がん患者は病気の疑いが見つかったときから多くの悩みに直面します。その悩みはそれぞれ違うし、その悩みを解決するための支援制度も人により変わってきます。今回は、闘病生活の支えになる支援制度を時系列的に解説したいと思います。
がん患者が抱える様々な不安
がん患者の抱える不安は病気だけでなく、様々な不安を抱えています。
がんの治療ために病院に行くことは、不安の原因である病気の治療をするためなので、大事であることは疑う余地はありません。しかし、がんのように闘病生活が長く続く病気の場合は、がんを起因とした悩みや不安を解消しながら生活していくことが、広義のQOL(クオリティ・オブ・ライフ)の向上に繋がるはずです。
しかし、病院に治療に行くだけでは、病気以外の不安を解消させることはできません。
治療以外の悩みや不安はどうしたらいい?
治療以外の悩みや不安はどのように解消させればいいのでしょうか?
主治医はがん治療については専門家ですが、治療以外については専門家ではありません。
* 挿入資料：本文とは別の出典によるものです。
PR #159, opened 2024-03-15
[stdlib] Add missing `@debug` annotations in `FileSystem`.

beauby:


jberdine (approved):
Just curious, but is CSE for realpath definitely problematic, or just following the pattern?

beauby:
Just following the pattern at this stage, though there is a real risk for the return value of `realpath()` to change between two calls.

PR #160, opened 2024-03-15
[runtime] Fix warnings (discarded `write()` return value).

beauby:


jberdine (approved):

jberdine:
On the other hand, maybe we should check the return value for -1 to detect errors.

PR #161, opened 2024-03-15
[runtime] Fix inconsistencies in preamble declarations.

beauby:


jberdine (approved):

compiler/runtime/palloc.c
```diff
@@ -208,8 +208,8 @@ int SKIP_cond_timedwait(pthread_cond_t* x, pthread_mutex_t* y, uint32_t secs) {
   return pthread_cond_timedwait(x, y, &ts);
 }
 
-void SKIP_cond_broadcast(void* c) {
-  pthread_cond_broadcast(c);
+int32_t SKIP_cond_broadcast(void* c) {
+  return pthread_cond_broadcast(c);
```
mbouaziz:
```suggestion
  return (int32_t)pthread_cond_broadcast(c);
```
Just to make it explicit we're not keeping the same type.

compiler/runtime/palloc.c
```diff
@@ -208,8 +208,8 @@ int SKIP_cond_timedwait(pthread_cond_t* x, pthread_mutex_t* y, uint32_t secs) {
   return pthread_cond_timedwait(x, y, &ts);
```
mbouaziz:
```suggestion
  return (int32_t)pthread_cond_timedwait(x, y, &ts);
```

compiler/runtime/runtime.c
```diff
@@ -23,13 +23,13 @@ SKIP_gc_type_t* get_gc_type(char* skip_object) {
...
-void SKIP_print_last_exception_stack_trace_and_exit() {
+void SKIP_print_last_exception_stack_trace_and_exit(void*) {
   todo();
 }
-void SKIP_unreachableMethodCall() {
+void SKIP_unreachableMethodCall(void*, void*) {
   todo();
 }
-void SKIP_unreachableWithExplanation() {
+void SKIP_unreachableWithExplanation(void*) {
```
mbouaziz, line 32: We should probably declare them `noreturn`

beauby: They're technically not `noreturn` at the moment, as `todo()` throws a `RuntimeException` which can be caught.

mbouaziz: `noreturn` means the function will not finish its execution with `return` or reaching the end of the function, which is the case.

The exception can only be caught higher up in the stack, it doesn't prevent this function from being marked `noreturn`

PR #163, opened 2024-03-15
Skargo 2.0

beauby:
This commit introduces skargo 2.0, a rewrite of skargo leveraging                                                  
sklibs to improve developer experience and pave the way to building                                                
shared skip libraries with FFI.                                                                                    
Most changes should be invisible to the user, but some CLI                                                         
improvements were made: proper support for `-v`/`-vv`, with an accent                                              
on providing all the information necessary to debug builds (one                                                    
notable issue was that environment variables passed to `build.sk` were                                             
hidden, they are now explicitly logged when using `-vv`).                                                          
Internally, skargo now handles build/dev/regular dependencies in a                                                 
clean way by building an explicit dependency graph (which opens the                                                
possibility of parallel invocations of `skc`). Most of the logic                                                   
resides in `src/build_context.sk` for building the graph, and                                                      
`src/build_runner.sk` for actually running the build steps.

Based on #162.


prelude/src/stdlib/other/Chars.sk
```diff
@@ -135,6 +135,19 @@ fun octDigitsToInt(digits: String): Int {
   digits.foldl((current, digit) -> current * 8 + hexDigitToInt(digit), 0)
 }
 
+fun intToOctDigits(n: Int): String {
+  digits = mutable Vector[];
+  while (n > 0) {
+    digits.push(hexDigitChars[n.and(0x8)]);
+    !n = n.ushr(8)
```
mbouaziz: Did you mean
```
    digits.push(hexDigitChars[n.and(7)]);
    !n = n.ushr(3)
```

beauby: Hum yes. I hastily rewrote some code that was initially using modulo/div. This function is only used (so far) to serialize the file mode in `arparser`, which we do not inspect so it went unnoticed. Thanks!

beauby: Fixed in #23.

gregsexton:
Could you describe a little what has changed? And particularly what changes for users?

beauby:
> Could you describe a little what has changed? And particularly what changes for users?

Of course, just waiting on #162 to settle first.

compiler/Makefile
```diff
@@ -67,6 +67,13 @@ stageC/bin/skc stageC/bin/skfmt stageC/bin/skargo: stageB
 	PATH=stageB/bin/:$(PATH) skargo build -r --bins --out-dir stageC/bin --target-dir stageC/bin
 	PATH=stageB/bin/:$(PATH) skargo build -r --bins --out-dir stageC/bin --target-dir stageC/target --manifest-path ../skargo/Skargo.toml
 
+.PHONY: promote
+promote: stage$(STAGE)
+	cp stage1/target/host/release/deps/skc-*.ll bootstrap/skc_out64.ll && gzip -f bootstrap/skc_out64.ll
```
jberdine: these hardcode stage1

skargo/src/commands/check.sk
```diff
@@ -0,0 +1,68 @@
...
+      ),
+    execCheck,
+  )
+}
+
+fun execCheck(gctx: GlobalContext, args: Cli.ParseResults): void {
+  // TODO: Reinstate config for format-on-check?
+  // if (env.config.formatOnCheck) {
+  //   execFmt(args, gctx)
+  // };
```
jberdine: is supporting this problematic?

beauby: Not really, I just had to ditch the config file logic temporarily, I'll reinstate it.

compiler/Makefile
beauby: Good catch, I'll change it to `stage$(STAGE)` (though I doubt anyone bothers with stage 2 in general).

jberdine: I build stage 2 reasonably often, but not so much in order to promote it.

gregsexton:
Anything to know as a user? Do I use it exactly as before?

beauby:
> Anything to know as a user? Do I use it exactly as before?

Same as before, with the exception of verbosity levels (default, -v, -vv, --quiet)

現状ではその相談場所が明確でないため、適切な時期に適切な支援を受けることができないがん患者さんがたくさんいます。
基本的には、がん相談支援センターに自ら足を運ぶのが一番近道です。そこから、さらに必要であればそれぞれの専門家につないでくれる支援体制が理想です。しかし、がん相談支援センターのレベルは個々の相談員であったり、病院により差があるのも事実です。また、がん相談支援センターになかなか足を運びづらいと思っている方も多いと思います。
仕事のことであれば、病院だけの判断ではなく会社側の判断も大事になってきます。障害年金のような公的支援制度であれば、自ら申請しなければならず、知らなければ申請できません。
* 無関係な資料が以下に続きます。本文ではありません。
PR #166, opened 2024-03-19
[sql] Evaluate rather than (fail to) compile arg-less VId and VSeqNum

### LINKED ISSUE #164: Cannot insert a generated id using a select
I want to do this:

```
INSERT INTO pk_single_row_hist SELECT local_sequence_number(), datetime(), client, value FROM pk_single_row;
```

But I cannot.

```
Error: line 1, character 0:
local_sequence_number expects a string literal
```

This is true of id() and some other things that seem to behave differently if they're an expression in a select's col expression list or an insert's value list.

jberdine:
This results in them being evaluated once per row rather than being
compiled once per query. As a result queries such as
```
SELECT local_sequence_number(), id(), v FROM t1;
```
will yield distinct values for each row of t1.

closes #164

### DIFF
--- a/sql/src/SqlCAst.sk
+++ b/sql/src/SqlCAst.sk
@@ -469,6 +469,9 @@ class CStrftime(
 
 class COn(P.JoinKind, CExpr<Int>) extends CExpr<Int>
 
+class CISeqNum(Bool) extends CExpr<Int>
+class CSId() extends CExpr<String>
+
 /*****************************************************************************/
 /* JSON primitives */
 /*****************************************************************************/
--- a/sql/src/SqlCompile.sk
+++ b/sql/src/SqlCompile.sk
@@ -995,8 +995,7 @@ mutable class Compiler{
         error(this.pos, "Unknown local_sequence_number name " + varName)
       };
       CIExpr(CILiteral(globals[varName]))
-    | P.VSeqNum(_, None()) ->
-      error(this.pos, "local_sequence_number expects a string literal")
+    | P.VSeqNum(isPositive, None()) -> CIExpr(CISeqNum(isPositive))
     | P.VId(Some(varName)) ->
       namedIDs = context.getGlobal(NAMEDIDS) match {
       | None() -> error(this.pos, "Unknown id " + varName)
@@ -1006,7 +1005,7 @@ mutable class Compiler{
         error(this.pos, "Unknown id " + varName)
       };
       CSExpr(CSLiteral(namedIDs[varName]))
-    | P.VId(None()) -> error(this.pos, "id expects a string literal")
+    | P.VId(None()) -> CSExpr(CSId())
     | P.VPermission(arg) ->
       this.compileExpr(context, arg) match {
       | CSExpr(CSLiteral(str)) ->
--- a/sql/src/SqlExpr.sk
+++ b/sql/src/SqlExpr.sk
@@ -291,6 +291,8 @@ class ExprEvaluator(
           "ok"
         })
       })
+
+    | CSId() -> ADef(Ksuid::create().toString())
     }
   }
 
@@ -949,6 +951,13 @@ class ExprEvaluator(
       | AUndef() -> AUndef()
       | ANull() -> ANull()
       | ADef(s) -> ADef(s.length())
+      }
+
+    | CISeqNum(isPositive) ->
+      if (isPositive) {
+        ADef(SKStore.genSym(0))
+      } else {
+        ADef(-SKStore.genSym(0))
       }
     }
   }
--- a/sql/test/unit/insert_select_id.sql
+++ b/sql/test/unit/insert_select_id.sql
@@ -1,0 +1,8 @@
+CREATE TABLE t1(i INTEGER, t TEXT, v INTEGER);
+
+INSERT INTO t1 VALUES (local_sequence_number(), id(), 1);
+INSERT INTO t1 VALUES (local_sequence_number(), id(), 2);
+INSERT INTO t1 VALUES (local_sequence_number(), id(), 3);
+INSERT INTO t1 SELECT local_sequence_number(), id(), v FROM t1;
+SELECT i FROM t1;
+SELECT t FROM t1;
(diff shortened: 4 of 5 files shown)


jberdine:
Note that other "functions" that might appear in such `SELECT`s, such as `datetime()`, still get evaluated only once per query, not once per row. So e.g.
```
SELECT local_sequence_number(), id(), datetime(), v FROM t1;
```
will produce rows which all have exactly the same 3rd column.

jberdine:
FTR, the test output is:
```
$ cd sql; cat test/insert_select_id.sql | ../build/skdb
------------------------------------------------------------
1|uid|1
9|f7sKiTYD65iPunMPdjC2WNGyMa9|2
13|f7sKiQGbqBt_k54k2cvriONkAcE|3
------------------------------------------------------------
25|f7sKiNfRJ9FDl0HcCGKPRsPtnCE|1
26|f7sKiP9TNdH4Mib1Qov-DxwwxQ9|2
27|f7sKiJRADlcbHt3iLz3TlDyP34D|3
------------------------------------------------------------
1|uid|1
9|f7sKiTYD65iPunMPdjC2WNGyMa9|2
13|f7sKiQGbqBt_k54k2cvriONkAcE|3
33|f7sKiKJr22_zN7doV712LkdGKU0|1
34|f7sKiQQtpiI1WM4qoyaxiiHyrS5|2
35|f7sKiTU-ZxUVlahWs_G7ns2z-G1|3
------------------------------------------------------------
```

gregsexton:
> still get evaluated only once per query, not once per row

[To be clear, I think this is out of scope for this pr.]
Is this how we evaluate functions? I'm not sure this is correct. I would expect them to be per row. 

And then for those functions known to produce a constant value (such as perhaps `datetime`) this can be folded in before evaluation. This is how a lot of engines work. They have a query rewrite phase before the planner works out how to execute the query.

sql/test/insert_select_id.sql
```diff
@@ -0,0 +1,13 @@
+CREATE TABLE t1(i INTEGER, t TEXT, v INTEGER);
+
+INSERT INTO t1 VALUES (1, 'uid', 1);
+INSERT INTO t1 VALUES (local_sequence_number(), id(), 2);
```
gregsexton: I assume we have somewhere where we do an insert like this but using a named key for e.g. id and a select with that name within a txn?

bennostein:
> FTR, the test output is:
> 
> ```
> $ cd sql; cat test/insert_select_id.sql | ../build/skdb
> ------------------------------------------------------------
> 1|uid|1
> 9|f7sKiTYD65iPunMPdjC2WNGyMa9|2
> 13|f7sKiQGbqBt_k54k2cvriONkAcE|3
> ------------------------------------------------------------
> 25|f7sKiNfRJ9FDl0HcCGKPRsPtnCE|1
> 26|f7sKiP9TNdH4Mib1Qov-DxwwxQ9|2
> 27|f7sKiJRADlcbHt3iLz3TlDyP34D|3
> ------------------------------------------------------------
> 1|uid|1
> 9|f7sKiTYD65iPunMPdjC2WNGyMa9|2
> 13|f7sKiQGbqBt_k54k2cvriONkAcE|3
> 33|f7sKiKJr22_zN7doV712LkdGKU0|1
> 34|f7sKiQQtpiI1WM4qoyaxiiHyrS5|2
> 35|f7sKiTU-ZxUVlahWs_G7ns2z-G1|3
> ------------------------------------------------------------
> ```

Could we get this hooked into `make test-native`? I get that it'll change each time and we don't want to be too sensitive to specific sequence numbers, but perhaps a `grep` into `wc -l` to check that we get the right number of rows of the right shape?

EDIT: could also use `uniq` to check that we're evaluating different sequence numbers per row, now that I think of it...

gregsexton (commented):
Looks like a good step in the right direction. Thanks a lot for fixing this quickly. :)

sql/test/insert_select_id.sql
jberdine: Like https://github.com/SkipLabs/skdb/blob/main/sql/test/unit/test_id.sql, https://github.com/SkipLabs/skdb/blob/main/sql/test/unit/test_seqnum.sql, and https://github.com/SkipLabs/skdb/blob/main/sql/test/unit/test_seqnum2.sql, or something more?

jberdine:
> Could we get this hooked into `make test-native`? I get that it'll change each time and we don't want to be too sensitive to specific sequence numbers, but perhaps a `grep` into `wc -l` to check that we get the right number of rows of the right shape?
> 
> EDIT: could also use `uniq` to check that we're evaluating different sequence numbers per row, now that I think of it...

Yes, I agree that the testing setup is pretty limited. Have to think a bit on a better approach. Anything with ids is time-sensitive, and maybe we don't want to be manually hacking scripts to chop out the stable parts, and having to consider that the volatile parts are sometimes the point of the test...

jberdine:
> > still get evaluated only once per query, not once per row
> 
> [To be clear, I think this is out of scope for this pr.] Is this how we evaluate functions? I'm not sure this is correct. I would expect them to be per row.
> 
> And then for those functions known to produce a constant value (such as perhaps `datetime`) this can be folded in before evaluation. This is how a lot of engines work. They have a query rewrite phase before the planner works out how to execute the query.

Most functions, etc. get simplified somewhat in the compilation phase and get lowered to a form that the evaluator then evaluates once per row. Some things get simplified all the way to literal values though, like`id('key')` will be looked up once.

bennostein:
> Have to think a bit on a better approach.

fwiw I was thinking along the lines of what's in `sql/unit_tests.sh`, which use various unix utility pipelines to check what they want to check.

e.g.

```
if cat <that-file> | $SKDB | grep <strip out non-sequence-number stuff> | uniq | wc -l | grep -q <the-right-number-of-lines> ; then
    pass "SEQUENCE NUMBERS"
else
    fail "SEQUENCE NUMBERS"
fi
```

sql/test/insert_select_id.sql
gregsexton: Yep, perfect.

支援制度を知ることで、悩みや不安の解決に繋がる可能性もあるので時系列的に紹介していこうと思います。
全体図
告知〜治療開始
告知後のこころの動揺が激しいことは、「がん罹患に関わるこころの動き」をみてもらえばわかると思います。この時期は、精神的に落ち込み、正常な判断に支障をきたすおそれがあります。特に働いている人においては退職という重要な判断をするべきではありません。会社を辞めることはいつでもできます。退職してしまうことにより、その後使用できる支援を受けれなくなる可能性があります。まずは、がんになったショックから立ち直る時間が必要です。少し落ち着いてきたら、有給日数の確認や就業規則を確認して、自分の会社の休職制度などを調べましょう。就業規則を見てもわからないことは、人事労務担当者に聞くと良いでしょう。
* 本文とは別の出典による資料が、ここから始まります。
PR #167, opened 2024-03-19
Configure and run ktfmt over kotlin sources

bennostein:
This adds gradle targets to autoformat kotlin sources under `./sql/server` using `ktfmt` and `spotless`.

I also formatted everything with
```
(cd ./sql/server &&  ./gradlew :spotlessApply :core:spotlessApply :dev:spotlessApply)
```

There's some minor churn as we last ran ktfmt on 0.42 and I used the latest 0.47 here.

@gregsexton, I'm not sure what (if anything) you're using for autoformatting. I'm not picky about what we use as long as it's something -- happy to drop this PR if you've got some other conflicting setup in place that you would rather point me to :)

### DIFF
--- a/sql/server/build.gradle.kts
+++ b/sql/server/build.gradle.kts
@@ -1,8 +1,3 @@
 plugins {
   id("org.jetbrains.kotlin.jvm") version "1.9.0"
-  id("com.diffplug.spotless") version "6.12.1"
 }
-
-repositories { mavenCentral() }
-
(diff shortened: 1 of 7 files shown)


gregsexton:
LGTM. 

Spotless/ktfmt is what I use. Introduced here https://github.com/SkipLabs/skdb/commit/601041de03b0538ef295680f7909abeaf2d2ec32. But it didn't survive the refactor in to modules/repos.

Thanks for sorting this out :)

PR #248, opened 2024-07-01
SKStore for JS

skiplabsdaniel:
First version of the JS SKStore API.

### DIFF
--- a/prelude/ts/src/sk_types.ts
+++ b/prelude/ts/src/sk_types.ts
@@ -1,6 +1,11 @@
 export type float = number;
 export type int = number;
 export type ptr = number;
+export type ErrorObject = {
+  message: string;
+  stack?: string[];
+  cause?: ErrorObject;
+};
 
 export type Opt<T> = T | null;
 
@@ -35,7 +40,7 @@ class SkRuntimeExit extends Error {
   }
 }
 
-class SkException extends Error {
+class SkError extends Error {
   constructor(msg: string) {
     super(msg);
   }
@@ -184,6 +189,7 @@ interface Exported {
   SKIP_initializeSkip: () => void;
   SKIP_skfs_end_of_init: () => void;
   SKIP_callWithException: (fnc: ptr, exc: int) => ptr;
+  SKIP_getExceptionId: (exn: ptr) => ptr;
   SKIP_getExceptionMessage: (skExc: ptr) => ptr;
   SKIP_get_persistent_size: () => int;
   SKIP_get_version: () => number;
@@ -213,7 +219,8 @@ export class Utils {
   private stderr: Array<string>;
   private stddebug: Array<string>;
   private mainFn?: string;
-  private exceptions: Error[];
+  private exception?: Error;
+  private stacks: Map<ptr, string>;
 
   exit = (code: int) => {
     let message =
@@ -222,7 +229,7 @@ export class Utils {
   };
 
   constructor(exports: WebAssembly.Exports, env: Environment, mainFn?: string) {
-    this.exceptions = [];
+    this.stacks = new Map();
     this.states = new Map();
     this.args = new Array();
     this.current_stdin = 0;
@@ -256,24 +263,13 @@ export class Utils {
     new_stdin: string = "",
   ) => {
     this.args = [this.mainFn ?? "main"].concat(new_args);
-    this.exceptions = [];
+    this.exception = undefined;
+    this.stacks = new Map();
     this.current_stdin = 0;
     this.stdin = utf8Encode(new_stdin);
     this.stdout = new Array();
     this.stderr = new Array();
     this.stddebug = new Array();
-  };
-
-  exnCause = () => {
-    let cause: Error | undefined = undefined;
-    while (this.exceptions.length > 0) {
-      let exc = this.exceptions.pop();
-      if (cause) {
-        (exc as any).cause = cause;
-      }
-      cause = exc;
-    }
-    return cause;
   };
 
   runCheckError = <T>(fn: () => T) => {
@@ -284,7 +280,7 @@ export class Utils {
     }
     if (this.stderr.length > 0) {
       let error = new Error(this.stderr.join(""));
-      (error as any).cause = this.exnCause();
+      (error as any).cause = this.exception;
       throw error;
     }
     return res;
@@ -304,7 +300,8 @@ export class Utils {
       if (exn instanceof SkRuntimeExit) {
         exitCode = exn.code;
       } else {
-        (exn as any).cause = this.exnCause();
+        if (this.exception && this.exception != exn)
+          (exn as any).cause = this.exception;
         throw exn;
       }
     }
@@ -344,7 +341,7 @@ export class Utils {
       }
       message = lines.join("\n");
       let error = new SkRuntimeExit(exitCode, message?.trim());
-      (error as any).cause = this.exnCause();
+      (error as any).cause = this.exception;
       throw error;
     }
     return this.stdout.join("");
@@ -482,21 +479,28 @@ export class Utils {
     this.exports.SKIP_skfs_end_of_init();
   };
   etry = (f: ptr, exn_handler: ptr) => {
+    let err: Error | null = null;
     try {
       return this.call(f);
-    } catch (exn) {
-      this.exceptions.push(exn as Error);
-      let exception =
-        exn instanceof SkException
-          ? null
-          : new Exception(exn as Error, this.state);
+    } catch (exn: any) {
+      if (this.exception && this.exception != exn) exn.cause = this.exception;
+      err = exn as Error;
+      this.exception = err;
+      let exception: Exception | null = null;
+      if (!(err instanceof SkError)) {
+        exception = new Exception(err, this.state);
+      }
       return this.callWithException(exn_handler, exception);
+    } finally {
+      if (this.exception == err) {
+        this.exception = undefined;
+      }
     }
   };
   ethrow = (skExc: ptr, rethrow: boolean) => {
     if (this.env && this.env.onException) this.env.onException();
-    if (rethrow && this.exceptions.length > 0) {
-      throw this.exceptions.pop();
+    if (rethrow && this.exception) {
+      throw this.exception;
     } else {
       let skMessage =
         skExc != null && skExc != 0
@@ -517,9 +521,18 @@ export class Utils {
           message = "SKFS Internal error";
         }
       }
-      throw new SkException(message);
+      const err = new SkError(message);
+      if (err.stack) this.stacks.set(skExc, err.stack);
+      throw err;
     }
   };
+  replace_exn(oldex: ptr, newex: ptr) {
+    const stack = this.stacks.get(oldex);
+    if (stack) {
+      this.stacks.delete(oldex);
+      this.stacks.set(newex, stack);
+    }
+  }
   deleteException = (exc: int) => {
     this.state.exceptions.delete(exc);
   };
@@ -529,6 +542,64 @@ export class Utils {
       return this.state.exceptions.get(exc)!.err.message;
     } else {
       return "Unknown";
+    }
+  };
+
+  getExceptionStack = (exc: int) => {
+    if (this.state.exceptions.has(exc)) {
+      return this.state.exceptions.get(exc)!.err.stack ?? "";
+    } else {
+      return "";
+    }
+  };
+
+  getErrorObject: (skExc: ptr) => ErrorObject = (skExc: ptr) => {
+    let skMessage =
+      skExc != null && skExc != 0
+        ? this.exports.SKIP_getExceptionMessage(skExc)
+        : null;
+    let message =
+      skMessage != null && skMessage != 0
+        ? this.importString(skMessage)
+        : "SKFS Internal error";
+    let errStack = this.stacks.get(skExc);
+    let lines = message.split("\n");
+    if (lines[0].startsWith("external:")) {
+      let external = lines.shift()!;
+      message = lines.join("\n");
+      let id = parseInt(external.substring(9));
+      if (this.state.exceptions.has(id)) {
+        const exception = this.state.exceptions.get(id);
+        if (exception) {
+          message = exception.err.message;
+          errStack = exception.err.stack;
+        } else {
+          message = "Unknown error";
+        }
+      } else if (message.trim() == "") {
+        message = "SKFS Internal error";
+      }
+    }
+    const toObject: (error: Error) => ErrorObject = (error?: Error) => {
+      const errcause = (error as any).cause;
+      const errstack = (error as any).stack?.split("\n") as string[];
+      if (errstack) {
+        return errcause
+          ? { message, cause: errcause, stack: errstack }
+          : { message, stack: errstack };
+      } else {
+        return errcause ? { message, cause: errcause } : { message };
+      }
+    };
+    if (errStack) {
+      const stack: string[] = errStack.split("\n") as string[];
+      return this.exception
+        ? { message, cause: toObject(this.exception), stack }
+        : { message, stack };
+    } else {
+      return this.exception
+        ? { message, cause: toObject(this.exception) }
+        : { message };
     }
   };
 
--- a/prelude/ts/src/sk_types.ts
+++ b/prelude/ts/src/sk_types.ts
@@ -163,6 +163,7 @@ export interface Environment {
   encodeUTF8: (str: string) => Uint8Array;
   onException: () => void;
   base64Decode: (base64: string) => Uint8Array;
+  base64Encode: (toEncode: string, url?: boolean) => string;
   fs: () => FileSystem;
   sys: () => System;
   crypto: () => Crypto;
@@ -205,6 +206,13 @@ export interface WasmSupplier {
 function utf8Encode(str: string): Uint8Array {
   return new TextEncoder().encode(str);
 }
+
+export type Main = (new_args: Array<string>, new_stdin: string) => string;
+
+export type App = {
+  environment: Environment;
+  main: Main;
+};
 
 export class Utils {
   private exports: Exported;
@@ -638,14 +646,28 @@ export class Utils {
   };
 
   runWithGc = <T>(fn: () => T) => {
+    this.stddebug = new Array();
     let obsPos = this.exports.SKIP_new_Obstack();
     try {
       let res = fn();
       this.exports.SKIP_destroy_Obstack(obsPos);
-      return res;
+      if (
+        res !== null &&
+        typeof res === "object" &&
+        (("__isArrayProxy" in res && res.__isArrayProxy) ||
+          ("__isObjectProxy" in res && res.__isObjectProxy)) &&
+        "clone" in res
+      ) {
+        const clone = res.clone as () => T;
+        return clone();
+      } else return res;
     } catch (ex) {
       this.exports.SKIP_destroy_Obstack(obsPos);
       throw ex;
+    } finally {
+      if (this.stddebug.length > 0) {
+        console.log(this.stddebug.join(""));
+      }
     }
   };
 
--- a/prelude/ts/src/sk_types.ts
+++ b/prelude/ts/src/sk_types.ts
@@ -562,19 +562,16 @@ export class Utils {
   };
 
   getErrorObject: (skExc: ptr) => ErrorObject = (skExc: ptr) => {
-    let skMessage =
-      skExc != null && skExc != 0
-        ? this.exports.SKIP_getExceptionMessage(skExc)
-        : null;
-    let message =
-      skMessage != null && skMessage != 0
-        ? this.importString(skMessage)
-        : "SKFS Internal error";
+    if (skExc == null || skExc == 0) {
+      return { message: "SKStore Internal error" };
+    }
+    let message = this.importString(
+      this.exports.SKIP_getExceptionMessage(skExc),
+    );
     let errStack = this.stacks.get(skExc);
     let lines = message.split("\n");
     if (lines[0].startsWith("external:")) {
       let external = lines.shift()!;
-      message = lines.join("\n");
       let id = parseInt(external.substring(9));
       if (this.state.exceptions.has(id)) {
         const exception = this.state.exceptions.get(id);
@@ -585,7 +582,7 @@ export class Utils {
           message = "Unknown error";
         }
       } else if (message.trim() == "") {
-        message = "SKFS Internal error";
+        message = "SKStore Internal error";
       }
     }
     const toObject: (error: Error) => ErrorObject = (error?: Error) => {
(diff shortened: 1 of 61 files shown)


prelude/ts/src/sk_types.ts
```diff
@@ -532,6 +545,64 @@ export class Utils {
...
+        : null;
+    let message =
+      skMessage != null && skMessage != 0
+        ? this.importString(skMessage)
+        : "SKFS Internal error";
+    let errStack = this.stacks.get(skExc);
+    let lines = message.split("\n");
+    if (lines[0].startsWith("external:")) {
+      let external = lines.shift()!;
+      message = lines.join("\n");
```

罹患したすべての人がすべきことは、自身の医療保険制度の確認です。どの医療保険かにより、受けることができる給付や問い合わせ先が変わってきます。医療保険により受けることができる給付一覧はこちらです。
高額療養費制度と限度額適用認定証はどの医療保険制度でも使用できますが、70歳未満と70歳以上では金額が変わってきますので注意してください。健康保険組合に加入の方は付加給付制度があると、長い療養が必要だとしても医療費が高くならずに済むのでとても便利だと思います。付加給付制度は被保険者だけなく被扶養者でも適用される場合が多いです。
傷病手当金は目的が収入補償なので被保険者本人のみが対象です。支給開始から1年6ヶ月間の収入がないときに使える制度ですが、同じ傷病では一度しか使えないので、どのタイミングで使用するかは、よく考えたほうがいいと思います。
生活が苦しいときに使える制度もあげておきました。こちらにあげている制度は治療のすべての時期において、使用できる可能性があるので参照してください。「がん患者が使える支援制度」に説明のリンクを貼っておきました。
治療開始〜休職〜復職
この時期は働いている人にとっては、治療と仕事の両立が必要になってきます。治療と仕事の両立で難しいところは、それぞれの会社の就労支援体制や風土などが違うところや、患者、主治医、会社(産業医等の産業保健スタッフ)との連携が必要なことです。主治医と産業医ではそれぞれ立場が違います。図にすると次のとおりです。
産業医 | 主治医 | |
労働者 事業者 |
サービス対象 | 患者 |
企業 | 所属 | 医療機関 |
疾病予防 就労支援 安全配慮義務支援 |
目的 | 病気の治療・軽快 |
適正配置意見 (作業環境・作業・健康管理) |
業務 | 検査・診断・治癒 |
中立 | 立場 | 患者・家族側 |
出典:両立支援コーディネーターマニュアル
がん患者が治療と仕事の両立をしていくためには、主治医と会社(産業医等の産業保健スタッフ)に必要な情報を伝える必要があります。主治医は患者がどのような労働環境で働いているかをしっかり知る必要があります。会社側はがんになった従業員に何を配慮して、何に気をつけて働いてもらうかを知る必要があります。仕事が原因で病気が悪化した場合は、会社側の安全配慮義務が問われる可能性があるためです。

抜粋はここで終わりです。